(Stored items)
==*==

PR #329, opened 2026-05-21
327 remove self alignments after restore condensed

rbdavid:
This PR is a large rework of the `restore_condensed_sequences.py` script to use the duckdb python api instead of doing the work using raw python code. First the cd-hit cluster file is parsed into a parquet file. Then, the cluster parquet and the alignment parquet file are used in one query to expand the cluster alignment results to full sequence set. A final blast alignment file (default name: 1.out.parquet) is written that contains the expanded blast results without any "self-edges" or self-alignment results (which were present previously). 

The old process block and python code are kept, for now, just with slight name change.

The above change should solve the Convergence Ratio errors we've been seeing where there were N-too-many edges (where N is the number of sequences in the SSN cluster), arising from self-alignment results. This also implements a bug fix relative to the production site, where intra-CD-HIT-cluster alignment results are written when they previously were not. There is a CLI argument to switch functionality between old and new behavior for validation/testing purposes.

Additionally, the nextflow `publishDir` lines for "multiplex" calls now also confirm that the `params.sequence_version` is set to "uniprot" (which is set by default in `default_params.config`) before any CD-HIT condensing and uncondensing is done. UniRef sequence sets will never need the CD-HIT call to be performed, so that will save us some time.

### DIFF
--- a/pipelines/shared/condense/restore_condensed_sequences.py
+++ b/pipelines/shared/condense/restore_condensed_sequences.py
@@ -1,5 +1,6 @@
 
 import argparse
+import os
 import re
 
 import duckdb
@@ -22,11 +23,13 @@ def get_args() -> argparse.ArgumentParser:
     parser.add_argument(
         "--cd-hit-cluster",
         type=str,
+        required=True,
         help="Path to the CD-HIT cluster file"
     )
     parser.add_argument(
         "--condensed-blast",
         type=str,
+        required=True,
         help="Path to the condensed BLAST result parquet"
     )
     parser.add_argument(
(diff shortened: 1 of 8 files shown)


nilsoberg (approved):

pipelines/shared/condense/restore_condensed_sequences.py
```diff
@@ -1,105 +1,277 @@
...
+    parser.add_argument(
+        "--duckdb-temp-dir",
+        type=str,
+        default="./duckdb",
+        help="Location DuckDB should use for temporary files"
+    )
+    parser.add_argument(
+        "--use-old-method",
+        type=bool,
+        default=True,
```
rbdavid, line 69: This should be changed to `default=False` once validation tests with the EFI Tools v1 are complete. The "old method" is a source of important edges missing in SSN files.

==*==

• Work to be completed
Look through the records for the string "rbdavid". Copy every line that has it.

• Exercise response
rbdavid:
rbdavid, line 69: This should be changed to `default=False` once validation tests with the EFI Tools v1 are complete. The "old method" is a source of important edges missing in SSN files.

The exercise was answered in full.